There's the animation ghetto of feature films in this country. There's this flavor at DreamWorks, and Pixar does their own thing, and generally they're safe. But if you look at Walt Disney's original films, at the time and in the context, they weren't safe. They were really dark and troubling.
What I personally gravitate toward tends to be fantasy, medium dark - not too dark - fairy tales and sci fi. Stop-motion takes something on the page that's really dark and adds a little sweetness to it, a living toys realm.
Having to make a blockbuster every time puts unhealthy pressure on creatives. The pressure on the filmmakers is so intense, I think it stifles the creativity.
This Golden Globe nomination is sweet validation for the years of hard work it took to bring Coraline to life using stop-motion animation with the greatest crew of animators, artists, and technicians I've ever been privileged to work with. I share this nomination with all of them and we all share our thanks to the Hollywood Foreign Press.
Making 'Coraline' was one of the great filmmaking experiences of my life.
Anyone can buy CG technology. It's not that it's easy to make those films. Those films are just as difficult, they're incredibly hard to make.
You know, I love stop-motion. I've done almost all the styles of animation: I was a 2D animator. I've done cutout animation. I did a CG short a few years ago, 'Moongirl,' for young kids. Stop-motion is what I keep coming back to, because it has a primal nature.
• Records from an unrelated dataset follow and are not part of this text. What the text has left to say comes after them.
PR #143, opened 2024-10-02
Use workflow init from samples

drewhoskins-temporal:
## What was changed

Workflow Init is a brand new feature.
Let's show people best practices for each sample that uses a signal or update handler and receives workflow arguments.

## Why?

These changes make sure these workflows are initialized before signal or update handlers are run.

## Checklist

1. Closes 

2. How was this tested:

Automated:
`poetry run pytest workflow_test.py`
Manual:
Follow instructions in
`bedrock/entity/README.md`
and
`message_passing/safe_message_handlers/README.md`

3. Any docs updates needed?


pyproject.toml
```diff
@@ -17,7 +17,7 @@ packages = [
 
 [tool.poetry.dependencies]
 python = "^3.8"
-temporalio = "^1.7.0"
+temporalio = { path = "../sdk-python" }
```
drewhoskins-temporal, line 20: Cannot be committed now.  Needs to await the released Python SDK having Workflow Init support.

cretz (commented):
LGTM, holding approval until tagged release of SDK is made

brianstrauch:
Status update: I've brought this branch up to date with `main` (merge, no force-push, so the original commits are intact).

Most of this PR landed through other paths while it sat, so the diff is now a single file.

**Already on `main`:**
- `message_passing/safe_message_handlers/workflow.py` — #153 ("Use workflow.init, refactor") made the same change in Dec 2024: same decorator, same `def init(self, input)` method removed, same lines moved into the constructor.
- `message_passing/introduction/workflows.py` — the comment this PR fixed (`See GreetingWorkflowWithAsyncHandler below`) was deleted entirely by #148, so there's nothing left to correct.

**Dropped:**
- `poetry.lock` — deleted from the repo in #170 (migrate to uv).
- `pyproject.toml` — this was only the temporary `temporalio = { path = "../sdk-python" }` local-path dep, which was never meant to merge.

**Remaining:** `@workflow.init` on `EntityBedrockWorkflow` (`bedrock/entity/workflows.py`, +10/-6). It takes workflow arguments and has signal handlers that mutate the same state those arguments initialize, so it's a good fit for the pattern.

Verified with ruff, mypy, and an end-to-end run against the time-skipping test environment with a stubbed Bedrock activity, sending a signal alongside a pre-populated `prompt_queue` to confirm the constructor's params are applied before the signal is handled. Note there are no automated tests covering the bedrock samples, so that check was manual.

Note the PR description above is now stale — it describes the broader multi-sample scope and references `poetry run pytest`.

It can never be perfect.
What stop-motion does best is present real objects magically brought to life in a very imperfect situation; the hand of the artist is there, the electricity of someone touching, massaging and torturing themselves to get life out of an inanimate object.
In all animation, if it's done quickly, you'll know it. And if you're very slow and careful with it, it's going to look a little more beautiful. It's just compressing time into seconds.
People are always telling me that boys won't go to girls' movies and vice versa. It's not true.
Kids love to be scared - there's way to do it right, and ways to do it wrong.
There's definitely the desire out there for young people who want to make the movies.
No one's ever going to make a PG-13 animated film unless David Fincher executive produces it and puts it out on Netflix, and then if it's a success everyone will change.
I think it's important that kids see another kid - Coraline - who doesn't have guns, she doesn't have super-powers, she's not a super-genius. To see a pretty normal kid - I mean, she's probably a little more curious, a little more stubborn, but she's a real kid - go up against something that's truly dark and evil and powerful. And she does win.
'Coraline' is Neil Gaiman's book, it sold a lot, it has a big fan base. It was originally conceived to be live action, but I never really wanted it to be. I always thought that it would work better as an animated film.
Every kid has a toy that they believe is their best friend, that they believe communicates with them, and they imagine it being alive, their toy horse or car or whatever it is. Stop-motion is the only medium where we literally can make a toy come to life, an actual object.
Very few people have made the transition from animation to live-action; I'm certainly not one.
I have more faith in doing something creative for a cable station or something like Yahoo or Google or Amazon. What Netflix did with 'House of Cards' and David Fincher was brilliant. That is inspiring to me. I think there is more chance for creativity in animation, it just hasn't happened there yet.
Just like those little Viewmaster slides, there's a inherent magic that's captured in 3D that you can't get in drawn animation or in CG.
I was at Disney for about four years, so I made good friends there. It was a time of not a lot of creativity. It was the end of the first great era, with a few of the original animators. They called them the Nine Old Men. I learned a lot from them, but it wasn't going to be a future home for me.